We sustain accused-appellant’s conviction.
It is but fundamental that no less than a painstaking review of the case be conducted by this Court considering that what is at stake is the liberty of accused-appellant. We, however, find no cogent reason to warrant the acquittal of accused-appellant in this case and reversal of the findings of the trial and appellate courts. The case records support the conclusion that prosecution was able to discharge its burden of establishing with moral certainty the presence of all the elements necessary for the conviction of herein accused-appellant for the illegal sale of shabu.
We discuss the arguments raised by the defense in seriatim.
This Court takes pride in upholding a most fundamental constitutional right which is the right of an accused in criminal prosecutions to be presumed innocent until proven guilty beyond reasonable doubt.22 Thus, in order to justify the conviction of an accused, the prosecution must adduce that quantum of evidence sufficient to overcome this constitutional presumption of innocence.
It is well-established that findings of trial courts which are factual in nature and which involve the credibility of witnesses are accorded respect when no glaring errors, gross misapprehension of facts and speculative, arbitrary and unsupported conclusions can be gathered from such findings. The reason for this is that the trial court is in a better position to decide the credibility of witnesses, having heard their testimonies and observed their deportment and manner of testifying during trial. This rule finds an even more stringent application where said findings are sustained by the Court of Appeals as in the case at bar.23
In prosecutions for illegal sale of prohibited or dangerous drugs, what determines if there was a sale of dangerous drugs is proof of the concurrence of all the elements of the offense. Conviction is proper if the following elements concur:
(1) the identity of the buyer and the seller, the object, and the consideration; and
(2) the delivery of the thing sold and the payment therefor.24
What is material is proof that the transaction or sale actually took place, coupled with the presentation in court of the prohibited or regulated drug or the corpus delicti as evidence.25
Accused-appellant was arrested in flagrante delicto in a buy-bust operation which is a form of entrapment which in recent years has been accepted to be a valid and effective mode of apprehending drug pushers. In a buy-bust operation, ways and means are employed for the purpose of trapping and capturing lawbreakers in the execution of their plan.26 The idea to commit a crime originates from the offender, without anybody inducing or prodding him to commit the offense.27 If carried out with due regard for constitutional and legal safeguards, a buy-bust operation deserves judicial sanction.
The defense stresses the fact that the trial court and the appellate court relied heavily on the testimony of a sole witness PO2 Llantino.

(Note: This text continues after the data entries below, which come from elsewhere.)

PR #552, opened 2020-11-14
Set up the code-signing key pair for macOS

jpcima:
Sets up the code-signing identity for macOS.
Note that the secrets are not available when on PR, for security reasons.
We enable an exception on Appveyor to permit it, when the PR comes from the same repo.


jpcima:
Attaching CA and Signer certificate to load in user's keychain
[public.zip](https://github.com/sfztools/sfizz/files/5541037/public.zip)

(Signer probably not required, but just in case)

The non-presentation as witnesses of other persons such as the other police officers forming a buy-bust team is not a crucial point against the prosecution28 since the matter of presentation of witnesses by the prosecution is not for the court to decide. It is the prosecution which has the discretion as to how to present its case and it has the right to choose whom it wishes to present as witnesses.29 Moreover, the testimony of a single prosecution witness, if credible and positive and satisfies the court as to the guilt of the accused beyond reasonable doubt,30 is enough to sustain a conviction.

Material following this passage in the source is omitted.